Records from a collection
○ ○ ○ ○

PR #1262, opened 2016-02-13
#1261: Fix display name generation for generic types with nested classes

### LINKED ISSUE #1261: TypeHelper.GetDisplayName generates the wrong name for generic types with nested classes
Having classes:
```cs
public class Class1<T,S>
{
    public class Class2<K>
    {
        public void T()
        {}
    }
}
```
For variable:
```cs
     var s = new Class1<int, string>.Class2<long>();
```
GetDisplayName returns `"Class1<Int32,String,Int64>"` but it should return `"Class1<Int32,String>+Class2<Int64>"`

Green-Bug:
Fixes #1261.


CharliePoole:
Can you add a test for this situation?

Green-Bug:
Sure, I'll do that.

rprouse:
Looks good to me and the naming looks good.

○ ○ ○ ○

→ **WORK ORDER**: Exact repetition of every entry in the data is required.

→ **TASK RESULT**:
PR #1262, opened 2016-02-13
#1261: Fix display name generation for generic types with nested classes

### LINKED ISSUE #1261: TypeHelper.GetDisplayName generates the wrong name for generic types with nested classes
Having classes:
```cs
public class Class1<T,S>
{
    public class Class2<K>
    {
        public void T()
        {}
    }
}
```
For variable:
```cs
     var s = new Class1<int, string>.Class2<long>();
```
GetDisplayName returns `"Class1<Int32,String,Int64>"` but it should return `"Class1<Int32,String>+Class2<Int64>"`

Green-Bug:
Fixes #1261.


CharliePoole:
Can you add a test for this situation?

Green-Bug:
Sure, I'll do that.

rprouse:
Looks good to me and the naming looks good.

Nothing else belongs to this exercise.